MaxCompute data lakehouse
The MaxCompute data lakehouse solution integrates a MaxCompute data warehouse with a data lake. This solution combines the flexibility and rich ecosystem of a data lake with the enterprise-grade capabilities of a data warehouse to help you build an integrated data management platform. This topic describes how to use Dataphin to manage data assets in a data lakehouse built with MaxCompute and Data Lake Formation (DLF).
Background information
The MaxCompute data lakehouse solution integrates a MaxCompute data warehouse with a data lake. You can build a data lakehouse in one of two ways:
Build a data lakehouse with MaxCompute, Data Lake Formation (DLF), and Object Storage Service (OSS): All data lake metadata (schema) is stored in DLF. MaxCompute can use DLF to manage OSS metadata. This improves the ability of MaxCompute to process semi-structured data in OSS, such as data in Delta Lake, Hudi, AVRO, CSV, JSON, PARQUET, and ORC formats. For more information about DLF and OSS, see Data Lake Formation and Object Storage Service (OSS).
Build a data lakehouse with MaxCompute and Hadoop: This method supports on-premises data centers, setups that use cloud virtual machines, and Alibaba Cloud E-MapReduce. After you enable the VPC network for the region where the MaxCompute and Hadoop platforms are located, MaxCompute can directly access the Hive global meta service and map the metadata to an external project in MaxCompute.
Prerequisites
Before you use Dataphin to manage a data lakehouse built with MaxCompute, DLF, and OSS, complete the following preparations:
Activate DLF. You can activate the service on the DLF activation page.
Activate OSS. For more information, see Activate OSS.
Activate MaxCompute and create a MaxCompute project. For more information, see MaxCompute project.
create externalproject -source dlf -name external_project -- Required. The name of the External Project to create. -ref maxcompute_project -- The name of the existing MaxCompute project. -comment "DLF" -region "cn-hangzhou" -- The region ID where DLF is located. For information about region IDs, see Obtain a region ID and a VPC ID. -db metadat_store -- The name of the DLF metadatabase. -endpoint "dlf-share.cn-hangzhou.aliyuncs.com" -- The endpoint of DLF. -ossEndpoint "oss-cn-hangzhou-internal.aliyuncs.com"; -- The endpoint of the region where OSS is located.
Grant permissions to MaxCompute
If you build a data lakehouse with MaxCompute and Hadoop, grant permissions as follows.
You must grant MaxCompute the permission to create a network interface controller (NIC) in your VPC. This enables network connectivity between MaxCompute and your VPC. To grant the permission, log on to the Alibaba Cloud console using the VPC owner's account and click Authorize.
If you build a data lakehouse with MaxCompute, DLF, and OSS, grant permissions as follows.
The account for the MaxCompute project cannot access DLF without authorization. You must grant the required permissions. You can grant permissions in one of the following two ways:
One-click authorization: If the account used to create the MaxCompute project is the same as the account used to deploy DLF, click Authorize DLF.

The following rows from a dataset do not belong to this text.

PR #559, opened 2023-02-17
improve help of non-linear module

swhite2401:
The PR was initially meant to improve the help of the non-linear module. 
In addition it fixes a nasty behavior of `get_tune_harmonics` that was crashing with an obscure `ValueError` when the tracking was failing.
If the tracking fails a nan is returned in this proposal (I hope this does not crash with #556).

More generally, my feeling is that the module 'nonlinear.py' would profit a lot from a good clean-up. 
Since this is closely linked to `harmonic_analysis`, that also needs some re-writing as mentioned in #556 , I would like to suggest to plan a complete re-write in a separate PR and keep this one as a temporary fix.

### DIFF
--- a/pyat/at/physics/harmonic_analysis.py
+++ b/pyat/at/physics/harmonic_analysis.py
@@ -261,6 +261,9 @@ def get_tunes_harmonic(cents, method: str = 'laskar',
                                           num_harmonics=num_harmonics,
                                           method=method,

Custom authorization: You can use this method regardless of whether the account used to create the MaxCompute project is the same as the account used to deploy DLF. For more information, see Custom authorization for DLF.
Manage a MaxCompute data lakehouse with Dataphin
DLF can be used for metadata discovery and management in OSS. MaxCompute can create an external project based on DLF to register the metadata from DLF. Dataphin can then use MaxCompute and DLF to process data in the data lakehouse. This includes offline development and standard modeling. Dataphin also handles metadata management, access permissions, security management, Data Quality checks, and compute resource administration.
Create a MaxCompute compute source and attach it to a Dataphin project
You can create a MaxCompute compute source to register the MaxCompute external project. Because a MaxCompute external project does not contain compute resources, you must specify another MaxCompute project. This project is used to execute nodes, run quality rules, scan security rules, and install security policies. For more information about how to create a MaxCompute compute source, see Create a MaxCompute compute source.
After you create the compute source, you can create a Dataphin project and attach the compute source to it.
Perform standard modeling and data processing on data from the external project
After you create a MaxCompute compute source and attach it to a Dataphin project, you can perform standard modeling. You can create logical tables based on the source tables in the external project. MaxCompute SQL nodes can use the compute resources of the mapped internal project for execution. These nodes also support reading data from and writing data to the tables of the external project.
View metadata and manage permissions for the data lakehouse
View metadata.
Search for and query assets, such as data tables and fields in the external project.
Preview data.
Generate SELECT statements and DDL statements.
Request permissions for tables and fields in the external project.
Perform data quality checks and security control for the data lakehouse
Configure data quality rules for physical tables in the external project.
Execute quality rule checks on MaxCompute SQL nodes.
Scan security rules and install security policies.